> _EXERCISE INSTRUCTIONS_
Reproduce the following records exactly from the line containing "majora2007: This line" onward, ending with the last line and including it.

--- TASK INPUT Enclosed Below ---

Issue #2518, opened 2024-01-04
New Feature: OIDC authentication support


jakkarth:
**If this is a feature request, request [here](https://feats.kavitareader.com/) instead. Feature requests will be deleted from Github.**

It's been discussed there as https://feats.kavitareader.com/posts/23/alternative-account-provider but I'd like to take a shot at an actual implementation, which is why I'm posting here.

## The pitch:

OIDC is an open security standard that allows applications to offload the task of identity management and validation. There are large companies that implement OIDC, such as Microsoft and Google and Facebook and Discord, there are companies that provide identity management as a service like Okta, and there are self-hosted options like Keycloak and Authentik. Rather than implement an identity management interface ourselves (eg LDAP), OIDC is a light-weight standard in terms of code changes for Kavita. It also allows users/administrators to create more robust authentication mechanisms like MFA that Kavita's built-in user authentication system does not support, or to integrate with their existing communities eg manga discussion discords. This would also give us feature parity for [Komga](https://komga.org/docs/installation/oauth2/).

## Implementation thoughts

This is my first time proposing a new feature for this project, and I'm doing my best to follow the guidelines outlined in CONTRIBUTING.md. I'm very open to constructive feedback. I have my local dev environment set up, but I have not started working on the changes because I want to check the approach with you all first. It sounds like opening an issue is the right way to do that rather than doing work and then opening a PR.

OIDC is an open standard with a single URL the client can use to request all of the necessary authentication endpoint URLs. The general flow would be that the user clicks "Sign in with SSO" option presented at login, the user is redirected to the identity provider (IdP) and completes the appropriate login process if necessary (may be skipped if user is already logged in, for example), the user is redirected back to Kavita with an authentication code. Kavita on the backend makes a request to the IdP to exchange the code for information about the user, such as preferred username and email address. Kavita would then use that information to see if an existing user matches that information and logs them in, or creates a new account if there's no match.

Minimum configuration for Kavita would include the metadata endpoint, the client id, and the client secret. Optional configuration would include a user-friendly name of the IdP they'll be redirected to, and an option to disable the built-in authentication system so that only OIDC authentication will be possible. We may also need options to map values in the OIDC response to Kavita fields, for example an OIDC provider might use preferredName instead of displayName for the user.

[...]

PR #3912, opened 2025-07-10
OpenID Connect support

Fesaa:
This brings the most requested Feature Request to Kavita (#2518)! Server admins can now set up OpenID Connect (OIDC) for easier login and user management. We've implemented it in such a way that you have lots of control over how OIDC interacts with Kavita; allowing user creations, permission synchronization, or just using it as a login screen. Read more about it on the [Wiki](https://wiki.kavitareader.com/guides/admin-settings/open-id-connect/)!

# Added
- Added: Added OIDC Authentication support. Users can now log in with OIDC providers (Auth0, Keycloak, etc). Admins can setup default user profiles for OIDC-based accounts. 
- Added: Added automatic account creation when logging in via OIDC.
- Added: Allow admins to delegate user management to OIDC (Sync libraries, age restrictions, etc with OIDC roles)
- Added: Added the recent 'Enable Metadata' Library setting to KavitaStats reporting. 

# Fixed
- Fixed: Fixed not being returned to your last used page after being forcefully logged out


API/Controllers/AccountController.cs
```diff
@@ -72,6 +74,32 @@ public AccountController(UserManager<AppUser> userManager,
...
+    /// <exception cref="UnauthorizedAccessException"></exception>
+    /// <remarks>Also throws UnauthorizedAccessException if the users is missing the Login role</remarks>
+    /// <remarks>Syncs Oidc settings if enabled, and user is Oidc owned</remarks>
+    [HttpGet]
+    public async Task<ActionResult<UserDto>> GetCurrentUserAsync()
+    {
+        var user = await _unitOfWork.UserRepository.GetUserByIdAsync(User.GetUserId(), AppUserIncludes.UserPreferences | AppUserIncludes.SideNavStreams);
+        if (user == null) throw new UnauthorizedAccessException();
+
+        if (user.Owner == AppUserOwner.OpenIdConnect)
```
majora2007: I'm not in love with the `Owner` notation. Can we use `Provider` to match the other entities in Kavita?

API/Controllers/AccountController.cs
```diff
@@ -72,6 +74,32 @@ public AccountController(UserManager<AppUser> userManager,
...
         _localizationService = localizationService;
+        _oidcService = oidcService;
+    }
+
+    /// <summary>
+    /// Returns the current user, as it would from login
+    /// </summary>
+    /// <returns></returns>
+    /// <exception cref="UnauthorizedAccessException"></exception>
+    /// <remarks>Also throws UnauthorizedAccessException if the users is missing the Login role</remarks>
```
majora2007: This comment is incorrect. We return an Unauthorized to redirect the user to Login screen.

API/Controllers/AccountController.cs
```diff
@@ -248,6 +281,11 @@ public async Task<ActionResult<UserDto>> Login(LoginDto loginDto)
             }
         }
 
+        return Ok(await ConstructUserDto(user));
+    }
+
+    private async Task<UserDto> ConstructUserDto(AppUser user)
+    {
         // Update LastActive on account
         user.UpdateLastActive();
```
majora2007: This is a side effect. Move it to the create user/login flows. This also doesn't do anything here now because it needs a commit to save.

API/Controllers/AccountController.cs
```diff
@@ -505,6 +542,7 @@ public async Task<ActionResult> UpdateAgeRestriction(UpdateAgeRestrictionDto dto
     /// </summary>
     /// <param name="dto"></param>
     /// <returns></returns>
+    /// <remarks>OIDC managed users cannot be edited if SyncUsers is enabled</remarks>
```
majora2007: Is syncUsers a Setting? If so, use a see tag to help drive that link.

API/Controllers/AccountController.cs
```diff
@@ -517,6 +555,28 @@ public async Task<ActionResult> UpdateAccount(UpdateUserDto dto)
         var user = await _unitOfWork.UserRepository.GetUserByIdAsync(dto.UserId, AppUserIncludes.SideNavStreams);
         if (user == null) return BadRequest(await _localizationService.Translate(User.GetUserId(), "no-user"));
 
+        // Disallowed editing users owned by OIDC
+        var oidcSettings = (await _unitOfWork.SettingsRepository.GetSettingsDtoAsync()).OidcConfig;
+        if (user.Owner == AppUserOwner.OpenIdConnect && dto.Owner != AppUserOwner.Native && oidcSettings.SyncUserSettings)
```
majora2007: Instead of AppUserOwner as the enum, let's use `IdentityProvider.Kavita` instead. It reads much more clear. Native has some connotation if we ever build an Electron-like app and use Windows login/etc.

majora2007: This line doesn't make sense, should be:
`if (user.Owner == AppUserOwner.OpenIdConnect && oidcSettings.SyncUserSettings)`

API/Controllers/AccountController.cs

--- End of Enclosed TASK INPUT ---

> _ANSWER BELOW_
majora2007: This line doesn't make sense, should be:
`if (user.Owner == AppUserOwner.OpenIdConnect && oidcSettings.SyncUserSettings)`

API/Controllers/AccountController.cs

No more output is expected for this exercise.